Con a= 8, b=9 y C= 501 se obtienen más de 1184 números no primos

Con 25, 27 y 1541 obtengo 147 términos no primos.

***
Jan wrote:

That might be too much to ask for.
 
Given: G[n+1]=G[n]+G[n-1]+c, with G[0]=a, G[1]=b

Rewrite as: G[n]=A[n]-c with A[n+1]=A[n]+A[n-1], with A[0]=a+c, A[1]=b+c.
Or:              G[n]=F[n-1]*(a+c)+F[n]*(b+c)-c         , with F[-1]=1
Or:              G[n]=F[n-1]*a+F[n]*b+(F[n+1]-1)*c

Where F[n] is de Fibonacci-sequence.
 
The article A New Fibonacci-like Sequence of Composite (M. Vsemirnov) covers the situation where c=0.
In it the author chooses a set of (r[i],m[i],p[i],c[i]) such that
. the congruences n=r[i] mod m[i] cover the integers.
. a=c[i]F[m[i]-r[i]]  mod p[i] and
. b=c[i]F[m[i]-r[i]+1] mod p[i]
. F[m[i]]=0 mod p[i]
[And (a,b)=1]
 
We have
A[n]=F[n-1]*a+F[n]*b, substitute formulae for a,b:
A[n] mod p[i] =
c[i]*(F[n-1]*F[m[i]-r[i]]+F[n]*F[m[i]-r[i]+1]) mod p[i]= (*)
c[i]*F[n+m[i]-r[i]] mod p[i]=
c[i]*F[k*m[i]] mod p[i] for some k>=1, since n=r[i] mod m[i] for some i.
A[n]=0 mod p[i], since F[m[i]]|F[k*m[i]] and F[m[i]]=0 mod p[i].
So there is a prime p[i]|A[n] for all n, and since p[i] small compared to A[n], we have A[n] composite.
 
(*)  F[k+l]=F[k-1]F[l]+F[k]F[l+1] (and from which also the property F[m]|F[n] if and only if m|n follows).

The author’s solution doesn’t have both a,b odd. However his work is an extension of the work of Knuth,
who found (62638280004239857,49463435743205655) [who didn’t use the c[i] above].

We could try and use the same scheme as follows:
Change a to a+c, b to b+c, take c=product(p[i]), p[i] in coverset, since that would preserve p[i]|G[n].
However all coversets discussed in the article contain prime 2, hence c is even, which was not allowed.
 
One might argue that maybe one could find a coverset not using prime 2.
However I think you might agree that we do need a rule like (*),
because one has to extend composite G[n] from a set [2..N] to all integers somehow.
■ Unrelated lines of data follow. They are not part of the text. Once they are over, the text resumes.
PR #711, opened 2025-02-16
Revert "Enable SSE at @configu/proxy"

rannn505:
Reverts configu/configu#697

It will be re-merged after next release


RichardAkman (approved):
LGTM

PR #712, opened 2025-02-16
v1 with stores

rannn505:
- common utils rewrite
- ConfiguModule - giget + @npmcli/arborist + jiti
- OutputStreams - block stdout, add debug log + color + table
- .configu interface config
- cli setup command initial version
- cli @clack/prompts


packages/cli/src/commands/setup.ts
```diff
@@ -0,0 +1,187 @@
...
+            output.push(`Open a new terminal to apply the changes.`);
+          }
+          return 'Bin added to PATH';
+        },
+      },
+    ]);
+
+    if (isGlobalOrVersionFlag) {
+      output.push(`Run \`configu --help\` to see the available commands.`);
+      output.push(`Run \`configu init\` to get started.`);
```
RichardAkman, line 175: The init command currently doesn't exist, maybe we should omit this until it returns to prevent confusing the user.

packages/schema/.configu.json
```diff
@@ -1,6 +1,6 @@
 {
   "$schema": "http://json-schema.org/draft-07/schema#",
-  "$id": "https://raw.githubusercontent.com/configu/configu/main/packages/schema/.configu.json",
+  "$id": "https://api.configu.com/schema/.configu.json",
```
RichardAkman, line 3: Are these schemas planned to be served via the platform API? Currently, the API doesn't serve these schemas.

RichardAkman (approved):
LGTM 🎖️

Take a look at the minor comments I left

davidmeirlevy (approved):
LGTM

packages/schema/.configu.json
rannn505: Thanks that was a bug!

PR #717, opened 2025-03-01
fix(formatters): export dotenv with special characters

orlevii:
If a string contains `#`, like `mysecret#password`, the dotenv file will be:

```dotenv
KEY=mysecret#password
```
This is incorrect because everything after `#` will be treated as a **comment** and **ignored** when the file is read.

Closes #


rannn505 (approved):
LGTM :)

PR #719, opened 2025-03-06
Export configmap convert numerical and boolean values to string first

### LINKED ISSUE #718: Export configmap should convert numerical and boolean values to string first
### Suggestion

Hi team, thanks for the nice project and we are trying to use configu to manage our configs in k8s deployments! However, we start seeing some issues when trying to adopt configu and this is a major one

Kubenetes config maps expect all values to be string, but configu has some type conversion to make numerical string into number and booleanic string to Boolean, but as the formatter is just putting the values as it is, so it will output config map with non string value. I could not find a way to stop this type convertion.

For example with this `example.cfgu.yaml`

```yaml
$schema: 'https://files.configu.com/schema/.cfgu.json'
keys:
  NUM:
    default: 123
  BOOL:
    default: true
  NUM_S:
    default: '123'
  BOOL_S:
    default: 'true'
  STRING:
    default: 'some-string'
  STRING_SPACE:
    default: 'some string'
```

and run `configu eval | configu export --format config-map`, I will expect it to give

```yaml
apiVersion: v1
kind: ConfigMap
metadata:
  creationTimestamp: 2025-03-06T15:35:24.271Z
data:
  NUM: '123'
  BOOL: 'true'
  NUM_S: '123'
  BOOL_S: 'true'
  STRING: some-string
  STRING_SPACE: some string
```

but actually, it is

```yaml
apiVersion: v1
kind: ConfigMap
metadata:
  creationTimestamp: 2025-03-06T15:35:24.271Z
data:
  NUM: 123
  BOOL: true
  NUM_S: 123
  BOOL_S: true
  STRING: some-string
  STRING_SPACE: some string
```

I have also try some work around - export to dotenv and use kubectl to create configmap from dotenv file, but this does not work. Reusing the same example, `configu eval | configu export --format dotenv > my.env` will give

```dotenv
NUM=123
BOOL=true
NUM_S=123
BOOL_S=true
STRING=some-string
STRING_SPACE="some string"
```

Then convert to config map using `kubectl create configmap my-config --from-env-file=my.env --dry-run -o yaml`

```yaml
apiVersion: v1
data:
  BOOL: "true"
  BOOL_S: "true"
  NUM: "123"
  NUM_S: "123"
  STRING: some-string
  STRING_SPACE: '"some string"'
kind: ConfigMap
metadata:
  creationTimestamp: null
  name: my-config
```

Looks like it can solve the above two points, have name and all values are string, but the value of STRING_SPACE now got extra quotes. It is due to k8s considers the quote in env file as part of the literal, and maintainer expects the env to have the quotes removed at the first place instead of assuming k8s will remove it. (Maybe can also consider removing the extra quotes in dotenv export?)

https://github.com/kubernetes-sigs/kustomize/issues/4525#issuecomment-1223288283

https://kubernetes.io/docs/tasks/configure-pod-container/configure-pod-configmap/#create-configmaps-from-files

So the only "working" workaround for putting bool/number value to configmap is putting extra quotes

```yaml
$schema: 'https://files.configu.com/schema/.cfgu.json'
keys:
  NUM_SS:
    default: '"123"'
  BOOL_SS:
    default: '"true"'
```

can give 

```yaml
apiVersion: v1
kind: ConfigMap
metadata:
  creationTimestamp: 2025-03-06T15:50:18.155Z
data:
  NUM_SS: "123"
  BOOL_SS: "true"
```

However this workaround will leads to extra quote when outputting in other format, which I dont think is a proper way to solve the problem. So to really make the configmap export work nicely, I think configu need to convert the values to string before putting them into the yaml file, as no one would expect number and boolean value in a config map.

I have a quick implementation for this, will submit PR shortly.

### Motivation

_No response_

### Context

_No response_

dipsywong98:
Closes #718

I have a test for the `ensureStringValue` passing but not sure where to put it. And I am facing issue running development environment so didn't really try out the function end to end, need some help to verify

```ts
describe('ensureStringValue', () => {
  it('t', () => {
    expect(ensureStringValue({
      nil: null,
      undefined: undefined,
      num: 123,
      bool: true,
      string: 'hello world'
    })).toEqual({
      nil: null,
      undefined: undefined,
      num: '123',
      bool: 'true',
      string: 'hello world'
    })
  })
})
```

### DIFF
--- a/packages/formatters/src/YAML.ts
+++ b/packages/formatters/src/YAML.ts
@@ -7,6 +7,20 @@ type YAMLFormatterOptions = Exclude<Parameters<typeof stringify>['2'], string | 
 export const YAMLFormatter: FormatterFunction = (configs, options?: YAMLFormatterOptions) =>
   stringify(configs, options);
 
+const ensureStringValue = (config: { [key: string]: unknown }) =>
+  Object.fromEntries(
+    Object.entries(config).map(([key, value]) => {
+      switch (typeof value) {
+        case 'number':
+          return [key, value.toString()];
+        case 'boolean':
+          return [key, value.toString()];
+        default:
+          return [key, value];
+      }
+    }),
+  );
+
 const DEFAULT_API_VERSION = 'v1';
 const DEFAULT_KIND = 'ConfigMap';
 export const KubernetesConfigMapFormatter: FormatterFunction = (
@@ -21,7 +35,7 @@ export const KubernetesConfigMapFormatter: FormatterFunction = (
       ...options?.metadata,
       name: options?.name?.toLowerCase(),
     },
-    data: configs,
+    data: ensureStringValue(configs),
   };
 
   return YAMLFormatter(jsonConfigMap);


rannn505:
hi @dipsywong98, thanks for this amazing contribution, could you elaborate more about those troubles running development environment? did you try dev container?

dipsywong98:
Hi @rannn505 thanks for the reply. Yes, I am using dev container and I ran `pnpm install`, then I am using `pnpm configu` to run the development version of configu as said in https://github.com/configu/configu/blob/main/packages/cli/README.md. However it looks outdated that in latest version configu we do `configu eval | configu export --format config-map` and in devcontainer `pnpm configu eval | pnpm configu export --format config-map` gives

```
 ›   Error: The following error occurred:
 ›     Missing required flag schema
 ›   See more help with --help
 ›   Error: Expected --format=config-map to be one of: JSON, CompactJSON, YAML, Dotenv, KubernetesConfigMap, HelmValues, TerraformTfvars, TOML
 ›   See more help with --help
```

and `pnpm configu --version` gives `@configu/cli/0.17.1 linux-x64 node-v20.10.0`. 

The devcontainer is built from commit 1cd9d85ac252c68232aff7d6b4757bdbf3c0b0d5

`.devcontainer/bootstrap.sh` does not exist as well although it is stated in https://github.com/configu/configu/blob/main/CONTRIBUTING.md#local-environment

PR #721, opened 2025-03-09
feat(cli): better docker image

orlevii:
Closes #

### DIFF
--- a/.dockerignore
+++ b/.dockerignore
@@ -1,0 +1,6 @@
+.dockerignore
+.git
+.github
+**/Dockerfile
+examples
+.vscode
--- a/packages/cli/Dockerfile
+++ b/packages/cli/Dockerfile
@@ -8,15 +8,20 @@ LABEL author "dev@configu.com"
 # https://pnpm.io/docker#example-2-build-multiple-docker-images-in-a-monorepo
 ENV PNPM_HOME="/pnpm"
 ENV PATH="$PNPM_HOME:$PATH"
+ARG COREPACK_VERSION="0.32.0"
 # https://vercel.com/guides/corepack-errors-github-actions
-RUN npm install -g corepack@latest
+RUN npm install -g "corepack@${COREPACK_VERSION}"
 RUN corepack enable
 RUN pnpm --version
 
 FROM base AS build
-COPY --exclude=**/node_modules --exclude=**/*.md --exclude=**/build --exclude=**/dist --exclude=**/tmp . /src
-WORKDIR /src
 
+WORKDIR /src
+COPY pnpm-lock.yaml ./
+COPY --parents packages/**/package.json patches ./
+RUN pnpm fetch
+
+COPY --exclude=**/node_modules --exclude=**/*.md --exclude=**/build --exclude=**/dist --exclude=**/tmp . /src
 RUN --mount=type=cache,id=pnpm,target=/pnpm/store pnpm install --frozen-lockfile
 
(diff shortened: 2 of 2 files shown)


.dockerignore
```diff
@@ -0,0 +1,6 @@
+.dockerignore
+.git
+.github
+**/Dockerfile
+examples
+.vscode
```
orlevii, line 6: This makes it more likely we hit the cache

packages/cli/Dockerfile
```diff
@@ -8,32 +8,45 @@ LABEL author "dev@configu.com"
...
 USER node
 
 ENV CONFIGU_HOME="$HOME/.configu"
 ENV CONFIGU_BIN="$CONFIGU_HOME/bin"
-COPY --from=build --chown=node:node /dist $CONFIGU_BIN
-WORKDIR $CONFIGU_BIN
+ENV PATH="$CONFIGU_BIN:$PATH"
+COPY --from=build --chown=node:node /dist/dist/configu.cjs $CONFIGU_BIN/configu
 
+WORKDIR /app
```
rannn505, line 44: how about going with pwd instead of /app?
https://docs.docker.com/reference/cli/docker/container/run/#volume

```bash
docker  run  -v $(pwd):$(pwd) -w $(pwd) -i -t  ubuntu pwd
```

rannn505 (approved):
@orlevii this is an awesome work, we shall replicate it afterwords to the proxy and also apply further optimizations like splitting arch between gh-action workers etc.

packages/cli/Dockerfile
orlevii: Confirmed to be working without, updating

packages/cli/Dockerfile
```diff
@@ -8,32 +8,44 @@ LABEL author "dev@configu.com"
...
 
 FROM base AS build
-COPY --exclude=**/node_modules --exclude=**/*.md --exclude=**/build --exclude=**/dist --exclude=**/tmp . /src
+
 WORKDIR /src
+COPY pnpm-lock.yaml ./
+COPY --parents packages/**/package.json patches ./
+RUN pnpm fetch
 
+COPY --exclude=**/node_modules --exclude=**/*.md --exclude=**/build --exclude=**/dist --exclude=**/tmp . /src
```
davidmeirlevy, line 24: wouldn't it be bette rto exclude node modules using the dockerignore?

packages/cli/Dockerfile
```diff
@@ -8,32 +8,44 @@ LABEL author "dev@configu.com"
...
 ENV CONFIGU_HOME="$HOME/.configu"
 ENV CONFIGU_BIN="$CONFIGU_HOME/bin"
-COPY --from=build --chown=node:node /dist $CONFIGU_BIN
-WORKDIR $CONFIGU_BIN
+ENV PATH="$CONFIGU_BIN:$PATH"
+COPY --from=build --chown=node:node /dist/dist/configu.cjs $CONFIGU_BIN/configu
 
 ENV NODE_ENV="production"
-ENTRYPOINT [ "node", "dist/configu.cjs" ]
+ENTRYPOINT [ "configu" ]
```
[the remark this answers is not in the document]
rannn505: it uses the js file with a `node shebang`

packages/cli/Dockerfile
rannn505: updated the example comment in the dockerfile

PR #747, opened 2025-08-19
Upgrade Node.js to LTS

rannn505:
- pnpm-specific configuration has been removed from .npmrc and added to pnpm-workspace.yaml.
- The prepare script now updates the Node.js version in pnpm-workspace.yaml instead of .npmrc
- Node.js upgraded to v22.18.0


RichardAkman (approved):
LGTM

PR #426, opened 2022-07-09
Refactor JS - Array & Hash

aakhtar3:


javascript/1-Two-Sum.js
```diff
@@ -1,15 +1,22 @@
...
+            const sumIndex = map.get(complement);
+
+            return [ index, sumIndex ]
         }
+
+        map.set(num, index);
     }
-};
+    
+    return [ -1, -1 ]
```
Ahmad-A0, line 21: I don't think `return [-1, -1]` is needed since _"You may assume that each input would have **exactly one solution**"_ for this problem.

javascript/217-Contains-Duplicate.js
```diff
@@ -1,14 +1,8 @@
...
 var containsDuplicate = function(nums) {
-    const numsSet =  new Set()
-    for(const i of nums){
-        if(numsSet.has(i)){
-            return true
-        } 
-        numsSet.add(i)
-    }
-    return false
+    return (new Set(nums)).size !== nums.length
```
Ahmad-A0, line 7: This solution has already been proposed (#371)

javascript/242-Valid-Anagram.js
```diff
@@ -1,34 +1,52 @@
...
+    addCharFrequency(s, map);
+    return subtractCharFrequency(t, map)
     
-    for (let i = 0; i < s.length; i++) {
-        if (map[s[i]]) {
-            map[s[i]]++;
-        } else {
-            map[s[i]] = 1;
-        }
+};
```
Ahmad-A0, line 30: Adding multiple solutions is being discussed here (#189)

Ahmad-A0 (commented):
Adding multiple solutions is being discussed in #189, It's also difficult to decide which refactors make the code easier to understand, even though I am partial to your use of array methods.

I don't know where @neetcode-gh wants to take this.

aakhtar3:
Closing for another [PR](https://github.com/neetcode-gh/leetcode/pull/445)

Issue #424, opened 2022-07-09
Code solutions differ from video.


Ahmad-A0:
It seems some solutions differ from the video, for `268-Missing-Number` this code is shown in the video and appears as the python solution on neetcode.io:
```py
class Solution:
    def missingNumber(self, nums: List[int]) -> int:
        res = len(nums)
        
        for i in range(len(nums)):
            res += (i - nums[i])
        return res
```

However the Java, C++ and proposed Typescript solution (#422) use slightly different algorithms:

**Java:**
```Java
class Solution {
    public int missingNumber(int[] nums) {
        int sum = 0;
        int total = nums.length * (nums.length+1)/2;
        for(int i = 0; i < nums.length; i++){
            sum += nums[i];
        }
        return total - sum;
    }
}
```

**C++:**
```cpp
class Solution {
public:
    int missingNumber(vector<int>& nums) {
        int n = nums.size();
        int result = n;
        for (int i = 0; i < n; i++) {
            result ^= i ^ nums[i];
        }
        return result;
    }
};
```

**Typescript:**
```ts
function missingNumber(nums: number[]): number {
  let sum: number = 0
  let total: number = (nums.length * (nums.length + 1)) / 2
  for (let i = 0; i < nums.length; i++) {
    sum += nums[i]
  }
  return total - sum
}
```

Ahmad-A0:
I'm not sure how much it matters in this case, but it could definitely be confusing for some of the harder problems.

siphc:
Java and Typescript solutions are algorithmically the same to Python's. They calculate the sum of range [0, n] before iteration, as opposed to during iteration (as with Python's case).

Additionally, https://neetcode.io/ groups `268-Missing-Number` as "Bit Manipulation", and the video does cover the bitwise `xor` approach to the problem, which is what the C++ solution implemented.

Ahmad-A0:
Sorry, I should have chosen a better example. I'll edit my initial comment when I find one, but I wanted to raise the issue of how code is translated between the python solution and other languages to avoid confusion and refactors later on.

PR #432, opened 2022-07-09
Updating 125-valid-Palindrome.java so it uses two pointers

vorenusCoA:
The current solution works fine but it differs with the one explained on the video. Since the exercise is under "Two Pointers" section I think it would be nice if the solution shows that.


Ahmad-A0:
I'll link this to #424.

PR #435, opened 2022-07-09
Solution for 347. Top K Frequent Elements

parulgarg123:
Solution for 

347. Top K Frequent Elements


mitchellirvin:
hi @parulgarg123 ! thank you for contributing!

it looks like your new solution is the same as the existing `Solution1`, and your change deletes a more optimal solution using Hoare's algorithm. for those reasons I don't think we should merge this PR. 

please let me know if I can clarify anything, and please see the [contributing guidelines](https://github.com/neetcode-gh/leetcode#contributing-guidelines) for details on what we're looking for in PRs!

PR #436, opened 2022-07-09
Update 242-Valid-Anagram.java

bshivaraj:


mitchellirvin (changes requested):
hi @bshivaraj ! thank you for contributing!

your change appears to be less efficient than the existing solution. the existing solution had a runtime of `O(s + 26)`, which reduces to `O(s)`, where `s` is the length of the input strings. your proposal is `O(s + s + (s * log(s)) + (s * log(s)) + s)`, which reduces to `O(s * log(s))`.

if you would like to add your solution as a separate approach, that would be okay! it's a very intuitive solution (sorting then comparing the arrays). see the [contributing guidelines](https://github.com/neetcode-gh/leetcode#contributing-guidelines) for details about best practices for getting your PRs reviewed and merged quickly

PR #444, opened 2022-07-10
Update 1-Two-Sum.java improved code readability

ColstonBod-oy:
Modified the way the variables are used and named as I find them a bit confusing at first glance.


java/1-Two-Sum.java
```diff
@@ -3,16 +3,16 @@ public int[] twoSum(int[] nums, int target) {
...
+            int diff = target - nums[i];
             
-            if (prevMap.containsKey(nums[i])) {
-                return new int[]{prevMap.get(num), i};
+            if (prevMap.containsKey(diffNum)) {
+                return new int[]{prevMap.get(diffNum), i};
             }
             
-            prevMap.put(target - num, i);
+            prevMap.put(diff, i);
```
mitchellirvin, line 13: this line change makes sense!

mitchellirvin (changes requested):
hi @ColstonBod-oy ! thank you for the contribution!

i'm not sure about the name `diffNum`. it implies "difference number", but that's not actually what it is (it's not the result of subtraction operation). it is the "current number in a loop over a collection of numbers". also, `diffNum` now clashes with `diff`, and it's not clear looking at them side by side what the difference is.

it's pretty standard to use the convention: `int type = types[i];` when capturing the current element in a loop, so i think the existing code of `int num = nums[i];` makes sense. you usually only see a more specific name, maybe `currentNum` or the like when there is a "next" or "previous" to track as well. 

i think the change on line 13 is a positive one, but in general I don't think the other changes improve the readability.

java/1-Two-Sum.java
ColstonBod-oy: @mitchellirvin I see, I was kinda hesitant of the new variable name as well, thanks for clarifying!

ColstonBod-oy:
Changed the code on line 13 to use the variable ```diff``` instead.

PR #447, opened 2022-07-10
refactor: js - trie

aakhtar3:


javascript/695-max-area-of-island.js
```diff
@@ -2,32 +2,35 @@
  * @param {number[][]} grid
  * @return {number}
  */
- var maxAreaOfIsland = function(grid) {
```
aakhtar3, line 5: This file has a conflicting issue due to main have 2 files with lowercase and uppercase

Ahmad-A0:
Thanks, I've removed the duplicate (`695-max-area-of-island.js`) from the main branch, that also means that one of the files you've committed is a duplicate so I'll remove that before merging.

Ahmad-A0:
Thanks, @aakhtar3!

PR #452, opened 2022-07-11
Adds another method to check for palindrome

andrewcar:


mitchellirvin (approved):
thanks for the contribution @andrewcar !

is it possible in swift to simply `return filteredString == String(filteredString.reversed())`?

i'm not familiar with swift, but it seems like it could be more readable this way? i'm down to merge either way just let me know what you prefer

PR #454, opened 2022-07-11
refactor: js - slidewindow

aakhtar3:


javascript/567-Permutation-In-String.js
```diff
@@ -1,158 +1,68 @@
...
-    const s2Chars = Object.create(null);
-    
-    for (const ch of s1) {
-        if (!(ch in s1Chars)) {
-            s1Chars[ch] = 0;
-            s2Chars[ch] = 0;
-        }
-        ++s1Chars[ch];
-    }
+var checkInclusion = (s1, s2) => {
```
mitchellirvin, line 7: i love the readability changes 💯 

i'd also love to keep both of the former solutions (because each is instructive in a helpful way) included. do you mind keeping both, and keeping the parts of the comments that explain how they're distinct?

javascript/76-Minimum-Window-Substring.js
```diff
@@ -1,35 +1,78 @@
...
+};
+
+const getWindowPointers = (s, t, frequencyMap) => {
+    let [ left, right, matched, start, end ] = [ 0, 0, 0, 0, (s.length + 1) ];
+    
+    while (right < s.length) {
+        matched = addRightFrequency(s, right, frequencyMap, matched);
+
+        const canSlide = () => matched === t.length;
+        while (canSlide()) {
```
mitchellirvin, line 32: nit: prefer boolean to lambda here

javascript/76-Minimum-Window-Substring.js
```diff
@@ -1,35 +1,78 @@
...
+    return matched;
+};
+
+const subtractLeftFrequency = (s, left, frequencyMap, matched) => {
+    const char = s[left];
+
+    if (frequencyMap.has(char)) {
+        const isOutOfWindow = frequencyMap.get(char) === 0;
+
+        matched -= Number(isOutOfWindow);
```
mitchellirvin, line 69: for readability's sake, converting a boolean to a number feels potentially confusing. maybe prefer:
```
if (isOutOfWindow) {
  matched--
}
```

mitchellirvin (changes requested):
@aakhtar3 thanks for contributing! this looks much better and really helps folks understand these solutions. 

there's one necessary change request on my part (to not remove the distinct solution in 567 and to keep the content of the comments), and a few optional nits that you can change if you'd like

javascript/76-Minimum-Window-Substring.js
aakhtar3: @mitchellirvin I mentioned the same issue in my other PR. Won't be able to a const in a while loop.

mitchellirvin:
thank you @aakhtar3 !

PR #1184, opened 2026-08-26
Bump yupiik to pick up header parsing fix

### LINKED ISSUE #1136: AsciiDoc document title (`= Title`) is not used as page title
In Jekyll with jekyll-asciidoc, the AsciiDoc document title (`= Title`) is automatically used as the page title, even without a `title` in the YAML front matter.

In Roq, `page.title()` only reads `title` from the front matter and falls back to the source file path:

```java
public String title() {
    return data().getString(TITLE, sourcePath());
}
```

This is a behavioral difference that causes problems when migrating Jekyll-based sites to Roq. For example, [quarkusio.github.io](https://github.com/quarkusio/quarkusio.github.io) has many AsciiDoc guide pages (e.g., [security-jwt.adoc](https://github.com/quarkusio/quarkusio.github.io/blob/ac0ccdc088d64864a6645034eb91e24d12b59b39/_guides/security-jwt.adoc)) that define their title using AsciiDoc syntax (\`= Using JWT RBAC\`) without a front matter \`title\`. With Roq, \`page.title()\` returns the source file path instead of the document title.

holly-cummins:
Resolves #1136 

As well as the version bump which picks up @jtama's fix, one API changed, so I did an update for that. We may want to implement support for multiple authors, now that it's available.

### DIFF
--- a/pom.xml
+++ b/pom.xml
@@ -45,7 +45,7 @@
         <asciidoctorj.version>3.0.1</asciidoctorj.version>
         <asciidoctorj-diagram.version>3.2.1</asciidoctorj-diagram.version>
         <quarkus-web-bundler.version>2.3.3</quarkus-web-bundler.version>
-        <asciidoc-java.version>1.2.14</asciidoc-java.version>
+        <asciidoc-java.version>1.2.16</asciidoc-java.version>
         <jandex.version>3.6.0</jandex.version>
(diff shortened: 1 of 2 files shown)


jtama (approved):
About multiple authors, it can already be done, but using frontmatter.
Also the default theme doesn't handle them, but it's an easy fix.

I think we might have better luck by defining:
 
H[n]=T[n-1]+T[n-2]+T[n-3], with T[0]=a, T[1]=b, T[2]=c
 
An extension to trionacci numbers.
 
In Linear recurrence sequences of composite numbers, chapter 4, the author Jonas Šiurys gives  a solution:
a= 99202581681909167232;
b = 67600144946390082339;
c = 139344212815127987596;
with gcd(a,b,c)=1. However 2 even numbers are used.

However rules similar to (*) are much trickier...

***

Fred wrote:

I wasn't able to find a perfect covering set given the time constraints but I did find a set of moduli that guarantees a composite for a minimum of 99.47% and it guarantees an initial sequence of 463 composites (at a minimum).

 
I constructed a set of moduli which has a cycle of length 10080 and only has 53 values in that cycle which are not divisible by any factors of this number:

 
961028822148391116866530785 = 
3 * 5 * 7 * 11 * 13 * 17 * 19 * 23 * 29 * 31 * 41 * 47 * 61 * 71 * 107 * 181 * 211 * 281 

 
The numbers are of the form:
c = 961028822148391116866530785 * n1 + 489436429316952505141575361
a = 961028822148391116866530785 * n2 + 552673760827668088187032942
b = 961028822148391116866530785 * n3 + 201462026909451669613400188

It's just a matter of finding a set of odd composites of this pattern
which are relatively prime to each other.  Due to the size of the numbers, this is a simple step:

 
For n1 = 0, n2 = 1, n3 = 3, we get:

 
c = 489436429316952505141575361 = 53 * 307 * 373 * 80644214178147259667
a = 1513702582976059205053563727 = 103 * 9901 * 1484308815502660028509
b = 3084548493354625020212992543 = 509 * 2043409 * 2975849 * 996569582947

 
Per the factoring, these are relatively prime to each other.

 
Also the order is significant, flipping a and b does result in different answers.

 
Here is a screen capture of the moduli set.  The moduli set for "c" is found on row 2, "a" is row 3, "b" is row 4.
For instance, cell S3 means that  "b" must be of the form: 45 mod 47.
Cell G1 (whose formula is in the display window) finds 53 non-zeros out of the 10080.

 
The interesting thing is that I could find a solution that guaranteed > 94% composites with just 3, 5, 7, 11, 31, 41.   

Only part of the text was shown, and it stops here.